══ THE INPUT

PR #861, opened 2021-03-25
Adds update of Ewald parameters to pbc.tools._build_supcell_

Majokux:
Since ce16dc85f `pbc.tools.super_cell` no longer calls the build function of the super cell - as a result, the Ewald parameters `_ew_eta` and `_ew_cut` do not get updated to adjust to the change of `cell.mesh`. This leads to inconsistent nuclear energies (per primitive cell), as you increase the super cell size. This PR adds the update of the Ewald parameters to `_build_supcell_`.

════
══ THE INPUT

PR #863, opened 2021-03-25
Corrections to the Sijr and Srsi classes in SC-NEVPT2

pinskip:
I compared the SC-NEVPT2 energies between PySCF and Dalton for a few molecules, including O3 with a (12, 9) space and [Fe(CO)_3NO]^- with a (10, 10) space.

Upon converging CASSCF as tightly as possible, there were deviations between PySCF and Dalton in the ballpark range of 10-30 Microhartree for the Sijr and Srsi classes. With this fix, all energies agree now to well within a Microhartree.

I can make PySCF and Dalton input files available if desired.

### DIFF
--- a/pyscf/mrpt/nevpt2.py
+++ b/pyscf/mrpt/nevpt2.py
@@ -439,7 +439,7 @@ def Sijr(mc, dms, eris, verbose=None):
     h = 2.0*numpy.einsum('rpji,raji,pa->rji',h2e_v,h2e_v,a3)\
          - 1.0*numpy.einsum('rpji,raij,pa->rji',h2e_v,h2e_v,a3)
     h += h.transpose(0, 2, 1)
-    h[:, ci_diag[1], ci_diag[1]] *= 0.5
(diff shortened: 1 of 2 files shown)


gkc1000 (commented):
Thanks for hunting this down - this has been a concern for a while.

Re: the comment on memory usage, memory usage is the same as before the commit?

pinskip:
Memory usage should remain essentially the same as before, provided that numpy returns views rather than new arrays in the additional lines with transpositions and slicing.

════
══ THE INPUT

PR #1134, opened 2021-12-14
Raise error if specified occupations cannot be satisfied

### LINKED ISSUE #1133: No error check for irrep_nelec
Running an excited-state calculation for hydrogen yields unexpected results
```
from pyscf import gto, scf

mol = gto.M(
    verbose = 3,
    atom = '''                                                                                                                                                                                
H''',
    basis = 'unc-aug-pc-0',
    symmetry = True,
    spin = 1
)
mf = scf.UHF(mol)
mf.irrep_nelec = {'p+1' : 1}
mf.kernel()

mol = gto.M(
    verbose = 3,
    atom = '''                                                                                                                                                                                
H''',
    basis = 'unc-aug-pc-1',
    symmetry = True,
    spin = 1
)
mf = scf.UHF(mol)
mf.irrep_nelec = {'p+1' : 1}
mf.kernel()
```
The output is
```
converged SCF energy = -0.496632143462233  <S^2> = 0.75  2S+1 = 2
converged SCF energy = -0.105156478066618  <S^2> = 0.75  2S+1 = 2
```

════

- WHAT YOU HAVE TO DO
Lines above that include the string "mrpt" need to be copied.

- ANSWER TO THE EXERCISE
--- a/pyscf/mrpt/nevpt2.py
+++ b/pyscf/mrpt/nevpt2.py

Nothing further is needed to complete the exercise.